> Records contained in a dataset
****************************************

PR #2945, opened 2023-11-03
LF-3750 Add search to dashboard

kathyavini:
**Description**

This PR creates the new `<PureCollapsibleSearchbar />` component ([Storybook](http://localhost:6006/?path=/docs/components-purecollapsiblesearch--docs)) and adds it to the Finances dashboard.

Note:
- The button background is correct in app but often -- not always! -- doesn't show up in Storybook (it looks like the `<TextButton />` native transparent takes precedent). If you know why that is, could you let me know 🙏 

Jira link: https://lite-farm.atlassian.net/browse/LF-3750

**Type of change**

**How Has This Been Tested?**

- [ ] Passes test case
- [ ] Other (please explain)

**Checklist:**


packages/webapp/src/containers/Finances/styles.module.scss
```diff
@@ -51,8 +51,27 @@
...
   margin-bottom: 8px;
 }
+
+.filterBarButtons {
+  display: flex;
+  gap: 8px;
+}
+
+.dateRangeSelector {
+  max-width: 360px;
```
kathyavini, line 68: This is actually larger than what is shown in Figma, but I was worried about the text not fitting.

packages/webapp/src/components/PopupFilter/PureCollapsibleSearch/index.jsx
```diff
@@ -0,0 +1,136 @@
...
+              value={value}
+              onChange={onChange}
+              placeholder={placeholderText}
+            />
+          </form>
+        </Modal>
+      )}
+
+      <TextButton className={clsx(styles.searchButton, isSearchActive && styles.active)}>
+        <div className={styles.circleContainer}>
```
antsgar, line 111: @SayakaOno made me aware of this the other day, we shouldn't place a div inside a TextButton because it's a <button> tag, which doesn't allow nesting block elements inside it. Since the circle is positioned absolutely anyway, you can just remove it from the TextButton and place it outside. You'll need a container for both with `position: relative` for it to work properly.

packages/webapp/src/components/PopupFilter/PureCollapsibleSearch/index.jsx
```diff
@@ -0,0 +1,136 @@
...
+          <div className={styles.circle} />
+        </div>
+        <SearchIcon className={styles.searchIcon} onClick={onSearchOpen} />
```
antsgar, line 114: Here the `onClick` should actually be on the button instead of the icon -- currently if you try to click on the little edges of the button right outside of the icon, even though it seems clickable it won't open the search.

packages/webapp/src/components/PopupFilter/PureCollapsibleSearch/index.jsx
```diff
@@ -0,0 +1,136 @@
...
+    let resizeObserver;
+
+    const updateModalStyle = (ref) => {
+      if (ref) {
+        const rect = ref.getBoundingClientRect();
+
+        setModalStyle({
+          position: 'absolute',
+          top: `${rect.top}px`,
+          left: ref === searchRef.current ? undefined : `${rect.left}px`,
```
antsgar, line 56: I don't understand the bit where it checks if the ref is actually the searchRef and sets different values in that case, can you explain that case a bit more? 🙏

antsgar (commented):
Working great, it's beautiful! ❤️ I left a couple of small comments

packages/webapp/src/components/PopupFilter/PureCollapsibleSearch/index.jsx
kathyavini: THANK YOU!!! This is why the onClick was mysteriously failing at times 😁

packages/webapp/src/components/PopupFilter/PureCollapsibleSearch/index.jsx
kathyavini: If a `containerRef` isn't provided from the parent component, this sets the position of the modal searchbar directly on top of the search button -- so it grabs a vertical position, but does not grab a horizontal position or width (as the horizontal position and width of the button itself is irrelevant). Not supplying a `left` keeps the modal default of centering horizontally, and the searchbar width will always be `95vw`.

I think overlaying the button is a pretty good default (so that a container ref doesn't always have to be created in the parent), but if it makes the code too unreadable, I can remove it. Alternatively... if you have a suggestion for writing the same in a more readable style, that would be great!

antsgar: That makes sense to me! I'd keep it and if possible just add a small comment indicating if a container ref isn't passed in the position will be calculated to overlay the button 🙂

antsgar (dismissed):

packages/webapp/src/components/Finances/DateRangeSelector/index.jsx
```diff
@@ -78,4 +80,8 @@ const FinanceDateRangeSelector = () => {
   );
 };
 
+FinanceDateRangeSelector.PropTypes = {
```
SayakaOno, line 83: There is a warning about the "P" in "PropTypes" being capitalized!

kathyavini: Thank you!

SayakaOno (approved):

antsgar (approved):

****************************************

Check each line of the entries for "explain" and copy those that have it.

- [ ] Other (please explain)
antsgar, line 56: I don't understand the bit where it checks if the ref is actually the searchRef and sets different values in that case, can you explain that case a bit more? 🙏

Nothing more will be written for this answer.